PR #90, opened 2015-07-30
Document mutable-copy's arguments

Peaker:
In `unsafeCopy` and others, the target/source were distinguished with haddock parameter docs.

But in `copy` the parameters are missing haddocks and are indistinguishable.


cartazio:
@dolio  thoughts?

PR #93, opened 2015-08-17
Fix GHC 7.10 warnings.

23Skidoo:


Data/Vector/Fusion/Bundle/Monadic.hs
```diff
@@ -888,6 +896,7 @@ enumFromTo_big_word x y = x `seq` y `seq` fromStream (Stream step x) (Exact (len
                         :: Monad m => Integer -> Integer -> Bundle m v Integer   #-}
 
 
+#if WORD_SIZE_IN_BITS > 32
 
 -- FIXME: the "too large" test is totally wrong
```
cartazio: why do we have a fixme in vector on "to large test?!" @dolio

PR #94, opened 2015-08-20
Bump upperbound for QuickCheck

phadej:


cartazio:
i've a branch for moving up to 2.9.* so the tests can drop orphans, thanks! please keep up the great suggestions and sorry about the latency :)

Issue #75, opened 2015-02-06
Alignment isn't respected in Data.Vector.Storable.


danielwaterworth:
I have a type where the alignment of the type is greater than 8 bytes. When I create a vector, using `fromList` for example, I find that the alignment isn't respected.

I'm using version 0.10.12.2.

dolio:
What does this mean exactly? Is it aligning to 8 and overwriting things?

DanielWaterworth:
It means the items aren't aligned in memory as they should be, which means peeking and pokeing may produce undefined behaviour.

cartazio:
Could you share your storable instance code?

Shimuuar:
I guess it could happen if `sizeof a` is not multiple of `alignment`. Vector uses `peek/pokeElemOff` which calculates offset in array as `n * sizeof a` so alignment isn't be respected in this case. Storable's documentation doesn't say much about alinment so I think this is main problem

DanielWaterworth:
━━━
Exercise requirements:
The answer must be a single number: the count of lines in the listing that hold the word "Data".

Output below:
2